Это был хороший опыт: монументальное искусство, особенно его композиционная составляющая, требует определенных знаний: как красиво, гармонично расчленить регистры, чтобы в итоге сложилась композиция, чтобы своды, купол и все пространство храма визуально выглядело единым целым. Понятно, задача у нас была тогда более узкая – написать конкретные фигуры, медальоны, но мы узнавали язык фрески. Кстати, после этого опыта возникла идея попробовать применить фресковую манеру в написании иконы. Оказалось, что не получается переносить художественные методы со стены на икону механически.
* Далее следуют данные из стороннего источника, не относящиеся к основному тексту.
PR #260, opened 2022-07-27
Add call_function "aot trace" to pyston_lite

kmod:
I took another look at this optimization I tried to do last week and discovered the issue was that
I had only specialized function calls, not method calls (which are essentially the same but more common)

I think we could probably get another percent or two by adding specializations for a few other cases,
but I haven't done the investigation to know what they are.

---

Doesn't use any of the actual "aot" machinery; I just copied in
all of the relevant functions and specialized them by hand, and the
inliner takes care of merging them into a single function.

This commit only adds specializations for calling Python functions / methods.
It is not specialized for the argument count, unlike pyston-full.

About a 2% speedup on pyperformance and 1% on macrobenchmarks

### DIFF
--- a/Python/aot_ceval.c
+++ b/Python/aot_ceval.c
@@ -5224,7 +5224,7 @@ exit_eval_frame:
 // Entry point when executing a python function.
 // We check if we can use a JIT compiled version or have to use the Interpreter
 #ifdef PYSTON_LITE
-static PyObject* _Py_HOT_FUNCTION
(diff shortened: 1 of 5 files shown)


undingen (approved):
LGTM

undingen:
Looks like the merge commit also run into the problem which I (hopefully) fixed in #263 
https://github.com/pyston/pyston/runs/7650725655?check_suite_focus=true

– Сегодня под понятием «фреска» что только не имеется в виду: и собственно живопись по сырой штукатурке, и любая роспись на стене. А если прийти в строительный магазин и попросить «фреску», то принесут некий вид обоев. Так что же такое фреска в современной церковной живописи?
– Мы говорим ученикам, что «фреска» (в классическом ее понимании) – термин более современный. В древности – в Византии, потом в Древней Руси – все-таки иначе называли эту технику. Сам термин появился в Италии в XV веке. В летописях упоминалось «стенное письмо по свежему левкасу». И, кстати, восточная фреска, в отличие от западной, не наносилась полностью по сырому. Например, лазуритовый фон писался уже по сухому, что объяснялось технологическими причинами. Время показывает, что написанное по сырому более долговечно: изображение смешивается со своей основой, становится ее частью.
– Но в современных храмовых росписях фреска используется нечасто. Почему?
– Потому что на это должен решиться еще и заказчик. Для написания фрески нужна подготовка. Когда идет просто роспись современными красками, например силикатными, на основе жидкого стекла, то предполагается, что сразу можно подготовить все стены, убраться и писать, более-менее сохраняя чистоту вокруг. А с фреской нужно заштукатурить один участок, перед этим – несколько дней поливать стену водой, то есть создать определенные бытовые неудобства. Но если заказчик решается, то в итоге получается более «крепкая» роспись. Фреска к тому же обладает своим неповторимым звучанием цвета.
Эскиз Благовещение. Белгород 35х55 БАГ 2007 г.
Когда пишешь фреску, промахиваться нельзя – потом не исправить, она не прощает ошибок
Еще один момент: когда пишешь фреску, промахиваться нельзя – потом не исправить, она не прощает ошибок. Так что фреска – это ответственно и показывает уровень художника, который ее пишет.
– Художнику, расписывающему храм, приходится работать и очень высоко, на лесах. Не было опасных ситуаций?
– Была один раз. Мне нужно было сделать последний мазок, тот же лазурит чуть посветлее, причем совсем маленький, снизу этих нюансов наверняка было бы и незаметно. Но я тянулся, тянулся на стремянке под самым куполом, стремянка сложилась… Я пролетел несколько пролетов лесов, в итоге как-то зацепился, притормозил и удачно упал, не долетев до самого низа. Но ребра все-таки сломал. Работал один, так что никто услышать и помочь мне не мог. Кое-как спустился, потом отлеживался…
Но на самом деле свою работу, если говорить именно о монументальном искусстве, не воспринимаешь как сложную и опасную в бытовом смысле, поскольку думаешь прежде всего о главном: как сделать конкретный образ, конкретную композицию более точной и выразительной.